[Stored data entries]
--*--

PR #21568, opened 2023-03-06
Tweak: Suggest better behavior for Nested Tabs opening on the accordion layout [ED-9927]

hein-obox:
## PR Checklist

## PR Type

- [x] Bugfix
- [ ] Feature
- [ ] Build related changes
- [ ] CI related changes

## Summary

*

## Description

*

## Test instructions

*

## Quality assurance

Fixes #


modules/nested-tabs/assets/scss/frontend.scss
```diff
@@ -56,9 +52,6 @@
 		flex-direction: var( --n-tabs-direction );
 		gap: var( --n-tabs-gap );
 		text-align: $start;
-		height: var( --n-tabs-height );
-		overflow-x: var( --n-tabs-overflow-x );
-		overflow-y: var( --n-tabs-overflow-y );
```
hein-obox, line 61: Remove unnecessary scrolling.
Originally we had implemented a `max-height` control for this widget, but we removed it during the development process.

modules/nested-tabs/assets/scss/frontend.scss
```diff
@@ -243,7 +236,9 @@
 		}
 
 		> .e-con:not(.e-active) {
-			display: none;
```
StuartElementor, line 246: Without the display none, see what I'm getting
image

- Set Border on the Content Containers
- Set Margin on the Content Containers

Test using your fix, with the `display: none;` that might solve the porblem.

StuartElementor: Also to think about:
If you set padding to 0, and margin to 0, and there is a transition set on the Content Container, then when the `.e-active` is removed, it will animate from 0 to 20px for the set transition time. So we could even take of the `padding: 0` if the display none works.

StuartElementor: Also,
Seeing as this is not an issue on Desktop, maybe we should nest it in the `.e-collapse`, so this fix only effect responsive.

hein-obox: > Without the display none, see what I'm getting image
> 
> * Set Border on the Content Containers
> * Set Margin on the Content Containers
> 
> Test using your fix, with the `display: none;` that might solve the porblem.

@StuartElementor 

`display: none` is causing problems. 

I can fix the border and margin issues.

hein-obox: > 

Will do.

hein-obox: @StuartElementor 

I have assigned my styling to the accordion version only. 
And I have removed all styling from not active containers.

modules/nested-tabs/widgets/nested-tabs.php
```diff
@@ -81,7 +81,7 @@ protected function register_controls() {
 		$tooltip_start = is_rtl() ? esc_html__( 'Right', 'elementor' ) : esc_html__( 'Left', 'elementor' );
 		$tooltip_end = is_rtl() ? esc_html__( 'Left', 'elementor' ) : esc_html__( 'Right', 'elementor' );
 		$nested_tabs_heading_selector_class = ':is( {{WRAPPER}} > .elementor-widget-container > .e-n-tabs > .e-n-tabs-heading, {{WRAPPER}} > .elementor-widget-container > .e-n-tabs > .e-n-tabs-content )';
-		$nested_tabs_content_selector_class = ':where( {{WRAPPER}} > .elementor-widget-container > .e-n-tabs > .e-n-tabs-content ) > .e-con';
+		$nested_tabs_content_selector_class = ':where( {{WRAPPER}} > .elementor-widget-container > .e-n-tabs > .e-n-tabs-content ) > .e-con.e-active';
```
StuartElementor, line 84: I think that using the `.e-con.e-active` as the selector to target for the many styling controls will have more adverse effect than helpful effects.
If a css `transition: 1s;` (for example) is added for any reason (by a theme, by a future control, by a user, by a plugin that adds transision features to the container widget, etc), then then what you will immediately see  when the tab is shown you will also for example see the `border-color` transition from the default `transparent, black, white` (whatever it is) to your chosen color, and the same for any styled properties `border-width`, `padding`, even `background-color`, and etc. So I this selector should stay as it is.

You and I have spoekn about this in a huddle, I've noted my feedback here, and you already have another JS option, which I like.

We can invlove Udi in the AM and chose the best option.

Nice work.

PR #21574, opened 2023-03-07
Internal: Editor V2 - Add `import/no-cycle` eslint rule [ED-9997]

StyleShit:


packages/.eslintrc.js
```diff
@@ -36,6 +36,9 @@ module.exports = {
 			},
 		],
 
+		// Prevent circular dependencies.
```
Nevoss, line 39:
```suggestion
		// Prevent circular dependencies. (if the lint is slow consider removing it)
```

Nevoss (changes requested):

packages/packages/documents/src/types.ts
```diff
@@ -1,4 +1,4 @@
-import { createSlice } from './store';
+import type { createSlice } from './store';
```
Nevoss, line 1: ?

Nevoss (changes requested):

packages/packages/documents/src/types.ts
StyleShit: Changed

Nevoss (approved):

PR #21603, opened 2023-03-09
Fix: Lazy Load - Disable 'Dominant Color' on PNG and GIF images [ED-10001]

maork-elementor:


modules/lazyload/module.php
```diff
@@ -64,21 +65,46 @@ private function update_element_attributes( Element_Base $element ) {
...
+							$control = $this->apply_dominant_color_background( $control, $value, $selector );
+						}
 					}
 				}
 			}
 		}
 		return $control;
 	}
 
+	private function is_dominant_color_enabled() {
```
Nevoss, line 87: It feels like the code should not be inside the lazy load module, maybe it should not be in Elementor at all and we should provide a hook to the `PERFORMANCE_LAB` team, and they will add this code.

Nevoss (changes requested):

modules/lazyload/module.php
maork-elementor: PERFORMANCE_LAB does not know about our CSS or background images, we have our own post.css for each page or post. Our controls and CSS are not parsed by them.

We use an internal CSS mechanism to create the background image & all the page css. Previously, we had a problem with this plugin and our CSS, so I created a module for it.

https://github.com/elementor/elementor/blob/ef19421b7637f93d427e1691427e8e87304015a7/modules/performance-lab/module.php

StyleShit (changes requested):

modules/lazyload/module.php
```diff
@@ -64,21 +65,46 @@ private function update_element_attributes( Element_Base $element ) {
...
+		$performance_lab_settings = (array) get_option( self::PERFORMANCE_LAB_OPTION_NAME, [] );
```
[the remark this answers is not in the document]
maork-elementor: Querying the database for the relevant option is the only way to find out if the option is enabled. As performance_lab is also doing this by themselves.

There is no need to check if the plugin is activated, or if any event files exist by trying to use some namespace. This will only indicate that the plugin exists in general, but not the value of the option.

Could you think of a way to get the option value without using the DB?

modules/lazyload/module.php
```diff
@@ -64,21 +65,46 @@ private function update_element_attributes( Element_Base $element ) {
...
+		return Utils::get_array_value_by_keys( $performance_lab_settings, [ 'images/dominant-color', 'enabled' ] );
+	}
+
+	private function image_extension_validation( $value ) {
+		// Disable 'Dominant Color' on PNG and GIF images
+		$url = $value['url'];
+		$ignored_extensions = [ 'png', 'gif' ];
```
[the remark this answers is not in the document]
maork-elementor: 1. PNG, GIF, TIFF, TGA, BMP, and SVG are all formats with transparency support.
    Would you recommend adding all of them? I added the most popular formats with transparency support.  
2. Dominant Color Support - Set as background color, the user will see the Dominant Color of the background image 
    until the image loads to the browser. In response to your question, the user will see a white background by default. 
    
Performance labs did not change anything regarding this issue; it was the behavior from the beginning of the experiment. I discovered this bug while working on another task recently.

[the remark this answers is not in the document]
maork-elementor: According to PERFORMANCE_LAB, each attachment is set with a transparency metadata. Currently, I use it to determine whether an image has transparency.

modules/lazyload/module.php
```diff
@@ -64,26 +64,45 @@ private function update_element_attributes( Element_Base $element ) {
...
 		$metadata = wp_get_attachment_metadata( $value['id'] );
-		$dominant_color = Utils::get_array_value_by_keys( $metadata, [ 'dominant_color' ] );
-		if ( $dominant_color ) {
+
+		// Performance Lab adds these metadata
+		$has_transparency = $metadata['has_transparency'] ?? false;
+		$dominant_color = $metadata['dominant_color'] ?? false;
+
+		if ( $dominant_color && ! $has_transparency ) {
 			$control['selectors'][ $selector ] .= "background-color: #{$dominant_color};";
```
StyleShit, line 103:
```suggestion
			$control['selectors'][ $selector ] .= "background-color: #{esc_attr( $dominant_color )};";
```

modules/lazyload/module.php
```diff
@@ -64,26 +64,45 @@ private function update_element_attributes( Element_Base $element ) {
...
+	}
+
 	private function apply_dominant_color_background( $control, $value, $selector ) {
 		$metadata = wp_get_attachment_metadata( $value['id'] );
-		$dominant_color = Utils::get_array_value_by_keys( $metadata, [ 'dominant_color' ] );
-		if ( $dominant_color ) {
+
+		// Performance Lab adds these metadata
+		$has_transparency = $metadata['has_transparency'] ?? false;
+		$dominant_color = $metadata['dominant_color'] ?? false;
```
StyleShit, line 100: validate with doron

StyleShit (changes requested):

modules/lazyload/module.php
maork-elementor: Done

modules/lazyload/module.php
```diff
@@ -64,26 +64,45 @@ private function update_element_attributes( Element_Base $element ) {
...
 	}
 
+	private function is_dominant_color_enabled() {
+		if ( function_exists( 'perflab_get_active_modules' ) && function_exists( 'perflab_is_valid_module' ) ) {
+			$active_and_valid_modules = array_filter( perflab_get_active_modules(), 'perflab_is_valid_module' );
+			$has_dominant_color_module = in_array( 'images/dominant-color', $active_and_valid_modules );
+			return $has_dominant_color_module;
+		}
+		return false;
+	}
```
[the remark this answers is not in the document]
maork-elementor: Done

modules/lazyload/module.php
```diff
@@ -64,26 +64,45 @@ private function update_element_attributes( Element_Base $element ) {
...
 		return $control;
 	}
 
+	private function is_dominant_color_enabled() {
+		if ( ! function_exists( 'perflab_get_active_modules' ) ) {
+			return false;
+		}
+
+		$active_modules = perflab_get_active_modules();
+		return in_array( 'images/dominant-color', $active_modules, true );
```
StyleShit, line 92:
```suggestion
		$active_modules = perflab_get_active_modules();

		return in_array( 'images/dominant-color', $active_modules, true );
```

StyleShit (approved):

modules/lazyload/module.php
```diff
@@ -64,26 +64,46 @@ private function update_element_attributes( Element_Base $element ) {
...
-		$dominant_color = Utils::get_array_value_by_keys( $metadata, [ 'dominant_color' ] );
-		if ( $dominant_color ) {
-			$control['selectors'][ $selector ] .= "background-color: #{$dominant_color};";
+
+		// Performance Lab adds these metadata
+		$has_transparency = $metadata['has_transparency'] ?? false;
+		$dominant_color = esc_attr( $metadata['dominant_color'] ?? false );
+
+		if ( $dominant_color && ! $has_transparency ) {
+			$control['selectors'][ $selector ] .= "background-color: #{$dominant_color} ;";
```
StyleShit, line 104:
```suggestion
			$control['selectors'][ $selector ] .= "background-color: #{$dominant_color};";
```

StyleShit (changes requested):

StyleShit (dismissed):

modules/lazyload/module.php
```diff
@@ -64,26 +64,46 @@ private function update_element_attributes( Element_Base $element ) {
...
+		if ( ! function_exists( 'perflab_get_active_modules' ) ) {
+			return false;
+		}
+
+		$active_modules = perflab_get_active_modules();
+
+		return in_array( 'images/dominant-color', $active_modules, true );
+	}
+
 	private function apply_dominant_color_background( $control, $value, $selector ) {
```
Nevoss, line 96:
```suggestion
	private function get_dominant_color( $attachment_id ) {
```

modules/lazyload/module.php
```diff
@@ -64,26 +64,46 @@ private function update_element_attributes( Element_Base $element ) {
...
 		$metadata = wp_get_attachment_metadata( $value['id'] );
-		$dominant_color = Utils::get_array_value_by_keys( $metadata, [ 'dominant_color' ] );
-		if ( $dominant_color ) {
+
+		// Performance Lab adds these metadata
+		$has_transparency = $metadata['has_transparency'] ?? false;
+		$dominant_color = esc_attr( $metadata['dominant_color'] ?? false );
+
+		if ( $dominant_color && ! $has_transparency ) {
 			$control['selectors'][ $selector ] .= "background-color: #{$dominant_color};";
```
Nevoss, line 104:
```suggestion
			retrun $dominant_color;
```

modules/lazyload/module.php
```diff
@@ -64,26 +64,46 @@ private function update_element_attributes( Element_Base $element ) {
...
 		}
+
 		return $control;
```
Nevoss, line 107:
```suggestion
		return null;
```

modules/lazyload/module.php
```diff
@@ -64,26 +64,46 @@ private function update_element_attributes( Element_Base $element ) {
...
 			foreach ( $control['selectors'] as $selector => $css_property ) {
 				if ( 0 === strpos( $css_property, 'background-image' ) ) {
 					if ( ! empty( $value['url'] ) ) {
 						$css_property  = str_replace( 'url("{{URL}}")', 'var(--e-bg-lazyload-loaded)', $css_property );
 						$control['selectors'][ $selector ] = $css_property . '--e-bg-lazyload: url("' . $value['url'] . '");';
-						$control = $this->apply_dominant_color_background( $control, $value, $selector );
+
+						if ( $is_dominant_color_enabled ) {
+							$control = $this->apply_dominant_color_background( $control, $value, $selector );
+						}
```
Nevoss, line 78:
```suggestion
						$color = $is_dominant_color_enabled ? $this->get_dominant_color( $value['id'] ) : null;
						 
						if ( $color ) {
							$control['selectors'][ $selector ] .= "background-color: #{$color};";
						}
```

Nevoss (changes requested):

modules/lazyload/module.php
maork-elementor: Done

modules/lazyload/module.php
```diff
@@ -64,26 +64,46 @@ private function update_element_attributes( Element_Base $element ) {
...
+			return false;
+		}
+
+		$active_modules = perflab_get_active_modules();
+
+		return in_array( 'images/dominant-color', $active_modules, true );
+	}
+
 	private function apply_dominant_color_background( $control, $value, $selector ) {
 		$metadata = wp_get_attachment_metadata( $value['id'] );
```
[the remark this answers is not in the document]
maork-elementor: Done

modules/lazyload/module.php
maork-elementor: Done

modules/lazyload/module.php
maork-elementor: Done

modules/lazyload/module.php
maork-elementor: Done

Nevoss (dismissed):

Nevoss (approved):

--*--

EXERCISE DETAILS. Read the entries above, then pull out the lines that include "like".

YOUR SOLUTION.
You and I have spoekn about this in a huddle, I've noted my feedback here, and you already have another JS option, which I like.
Nevoss, line 87: It feels like the code should not be inside the lazy load module, maybe it should not be in Elementor at all and we should provide a hook to the `PERFORMANCE_LAB` team, and they will add this code.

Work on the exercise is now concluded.